I think what some people miss here is that these resistors are not just voltage dropping resistors. They are part of the Heising modulation circuit used in the radio. These resistors have an electrolytic cap across them for a reason. The resistors reduce DC power to the tube while the cap allows the AF modulation power to pass through without reduction. The overall effect is reduced carrier and increased modulation.
The D201 is not Heising modulated. The lytic across those 2 resistors keeps the resistors from wasting audio power. They only waste B+.

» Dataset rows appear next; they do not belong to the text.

PR #550, opened 2025-05-21
Initial build for pg18

graveland:
This is obviously broken, as it doesn't even include timescaledb yet, but it should allow developers to start working on pg18.

It publishes to `timescaledev/timescaledb-ha` so it doesn't interfere with regular builds.


feikesteenbergen (approved):
I'd really like PG18 support sooner rather than later, so if it compiles, I'd merge it?

graveland:
> I'd really like PG18 support sooner rather than later, so if it compiles, I'd merge it?

That was the plan! Thanks :)

PR #556, opened 2025-06-02
fix: ensure PG version match is based upon major version only

thedodd:
This fixes a bug observed in downstream builds where version checks against, say PG17.4, fail due to 17.4 being greater than pgmax=17. The test is correct, but the semantic meaning is lost, and thus produces incorrect results.

With this changeset, we ensure that version checks for PG are based only upon MAJOR version for pgmin & pgmax as declared in our versions.yaml.

### DIFF
--- a/build_scripts/shared_versions.sh
+++ b/build_scripts/shared_versions.sh
@@ -103,6 +103,7 @@ install_rust_extensions() {
 
 version_is_supported() {
     local pkg="$1" pg="$2" ver="$3" pdata pgmin pgmax arch
+    pg="$(major_version_only "$pg")"
     local -a pgversions
 
     pdata="$(yq ".$pkg | pick([\"$ver\"]) | .[]" <<<"$VERSION_DATA")"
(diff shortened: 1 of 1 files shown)


build_scripts/shared_versions.sh
```diff
@@ -134,6 +137,14 @@ version_is_supported() {
     fi
 }
 
+# Ensure PG version matching is performed only based upon MAJOR version.
+#
+# This is a bit simplistic, but the system will otherwise break when
+# building a version of PG which specifies a minor or patch version.
+major_version_only() {
+    "$(awk -F'.' '{print $1}' <<<"$1")"
```
graveland, line 145: nit / not important, but you could drop a fork with native bash functionality:
```suggestion
    echo "${1%%.*}"
```

graveland (approved):

build_scripts/shared_versions.sh
thedodd: Thanks Brent! Done.

PR #587, opened 2025-09-10
add pg 18 to major 17 imae

sebastianwebber:
this pr adds pg 18 to the major 17 release.


graveland (approved):
As long as it successfully builds an image, I'd be okay with this.

PR #595, opened 2025-09-27
Add Tapir v0.0a to Docker image

tjgreen42:
## Summary
- Integrates Tapir BM25 index extension v0.0a into the TimescaleDB Docker image
- Currently supports PostgreSQL 17 only with both amd64 and arm64 architectures
- Excluded from OSS-only builds as Tapir is closed source for now


build_scripts/shared_install.sh
```diff
@@ -244,4 +244,47 @@ install_pgvectorscale() {
...
+
+            rm -rf /build/tapir
+            mkdir /build/tapir
+            cd /build/tapir
+
+            curl --silent \
+                 --fail \
+                 --location \
+                 --output artifact.zip \
+                 "https://github.com/timescale/tapir/releases/download/$version/tapir-$version-pg${pg}-${arch_deb}.zip"
```
graveland, line 284: If this is closed-source, can a !timescale person build this image, or will this cause a problem?

PR #653, opened 2026-04-15
fix: chown timescaledb.control to postgres so hot-forge can hot-patch it

minkimipt:
## Summary

- The extension directories are set up with sticky bit (`1775`, group=`postgres`), which prevents the postgres user from removing files owned by root even though the directory is group-writable
- hot-forge replaces files by first calling `remove_file` then creating a symlink; for `.so` files this works because they are new version-named files, but `timescaledb.control` is a fixed-name file installed as `root:root` by the loader apt package
- After the hot-forge bundle install, `default_version` in `pg_available_extensions` would stay at the image-baked version instead of reflecting the hot-patched version
- This adds a `chown postgres` step after installing the timescaledb packages, so hot-forge can remove the file and replace it with a symlink to its live directory

## Test plan

- [ ] Build a new image and verify `timescaledb.control` is postgres-owned: `stat /usr/share/postgresql/18/extension/timescaledb.control`
- [ ] Install a hot-forge bundle with a newer timescaledb version and verify `SELECT default_version FROM pg_available_extensions WHERE name = 'timescaledb'` returns the hot-patched version

Related PR https://github.com/timescale/hot-forge/pull/424

### DIFF
--- a/Dockerfile
+++ b/Dockerfile
@@ -405,6 +405,17 @@ RUN OSS_ONLY="${OSS_ONLY}" \
         TIMESCALEDB_VERSIONS="${TIMESCALEDB_VERSIONS}" \
         /build/scripts/install_extensions timescaledb
 
+# The extension directories use a sticky bit (1775), which prevents the postgres user from
+# removing or renaming files owned by root — even when the directory itself is group-writable.
+# hot-forge replaces files by first removing them and then creating a symlink; for that to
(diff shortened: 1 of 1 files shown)


minkimipt:
Moving this fix to the private cloud image repo instead — hot-forge is cloud-internal and the change doesn't belong in the public OSS image.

You are correct that the final will exhibit more drain from the xfmr by just bypassing the resistor. The plate load must be reduced (more capacitance) to where the plate dip will only give 12 watts out the pipe. This reduces plate current and most likely puts the rig where the modulation transformer ratio is optimum. It also puts the load on the power supply right back where it was at 4.1 watts out. The increased audio power needed to modulate fully will use more power but it's less than 10 watts at low duty cycle.
The compressor must be re-adjusted to obtain just under 100% negative modulation after confirming correct audio polarity. If it's only done on the bench with an audio oscillator the job isn't finished.
I've always wondered how these rigs were ever type accepted. Maybe the ones built at the very end needed to be changed to continue certification. I didn't know they changed the final toward the end. Interesting.